# FinFeatherFur Outfitters Savage Rifle Sale



## buckeyeguy (Aug 20, 2006)

Thanks to theman for posting this in a thread in the Marketplace.

The Fin has Savage Model 110s in .270, 7mm Rem and .30-06 combos on sale for $279. HOWEVER, if you buy *ANY* box of relative ammo, you will be able to get the gun for *$199.99*.. The 7mm Rem and .30-06 have wood stocks, but the .270 comes in either wood or composite. All come with bases, rings and a cheap Simmons 3x9x32 Deerfield scope.

I picked up a .270 and a box of .270 Federals which were on "special" for $17.99/box today. When the gal at the register rang it up she thought the Gun department guy wrote the price down wrong.

The fellow at the gun counter said that these were left over from a K-Mart bankruptcy case so they could sell them dirt cheap.

I probably should have asked to see another .270 before I took the one I did. I got one with quite a few scratches on the stock and a very small scratch on the barrel. I didn't care too much because I plan on putting a new stock on it anyway. I did see two others in .30-06 out of the box that were perfect.

Oh, by the way.. these do NOT have the accutriger, but I was pretty impressed with the one I got on mine out of the box.
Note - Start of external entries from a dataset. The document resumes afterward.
PR #17535, opened 2026-07-28
refactor(design-tokens): converge semantic color contract

zhangjiadi225:
>
>
>

### What this PR does

Before this PR:

- Compatibility foregrounds such as `foreground-secondary` and `foreground-muted` were alpha colors, so their resolved appearance and contrast changed with cards, popovers, vibrancy materials, and wallpapers.
- The color contract mixed unrelated roles: `primary` represented both product accents and links, while `border-active` represented both persistent selection and keyboard focus.
- Feedback surfaces mixed legacy `*-base` / `*-text` / `*-bg` utilities with ad hoc opacity combinations.
- Retired compatibility utilities remained generated, allowing new renderer code to continue depending on ambiguous semantics.

After this PR:

- Contrast-bearing content uses a solid four-level foreground hierarchy: `foreground`, `muted-foreground`, `foreground-tertiary`, and `foreground-disabled`.
- Clickable text uses an independent `link` role; `primary` remains reserved for primary actions, selected states, and component accents.
- Quiet structure, strong structure, persistent selection, and keyboard focus use separate `border-subtle`, `border-strong`, `border-selected`, and `ring` contracts.
- Feedback surfaces use stable `subtle` / `subtle-foreground` / `border` families, while base status colors remain available for icons, text accents, and markers.
- The generated compatibility surface is reduced to intentionally retained roles, and repository consumers are migrated to the public semantic contract.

https://www.finfeatherfuroutfitters.com/flyers/flyer_10_09.pdf


----------



## scallop (Apr 1, 2007)

made the trip myself this afternoon. picked up a nice .270 (made sure there were no scratches) (thanks for the heads up). cant beat it for the price, think i'll head up next week and get the 7mm


----------



## liwaj79 (May 20, 2008)

Went there today picked up a 7mm the guy behind the counter went through about 5 before he found a good one!


----------



## scallop (Apr 1, 2007)

Just please save one of them nice 7's for me!


----------



## buckeyeguy (Aug 20, 2006)

I'm going on Tues morn to pick up a .30-06. I'll prod and see what kind of numbers they have left in each caliber.


----------



## JOE W (Jun 4, 2004)

went there today!! sold out of all 199.00 rifles sold over 400 guns in 4-5 days they still had plenty of blazer ammo 9mm 9.99, 40 for 12.99


----------



## Smallmouth Crazy (Apr 4, 2006)

Great price on those rifles, I got my first Savage a couple years ago and I am impressed, I got the model 12VLP in 204, descent price on the handgun ammo to.


----------



## capt S (Sep 5, 2007)

i bought two 7mm during that sale. that was one hell of a deal!!!


----------



## Huntinbull (Apr 10, 2004)

I foresee many savage bolt rifles for sale on here before long. LOL


----------



## buckeyeguy (Aug 20, 2006)

Huntinbull said:


> I foresee many savage bolt rifles for sale on here before long. LOL


 I was thinking the same thing.


----------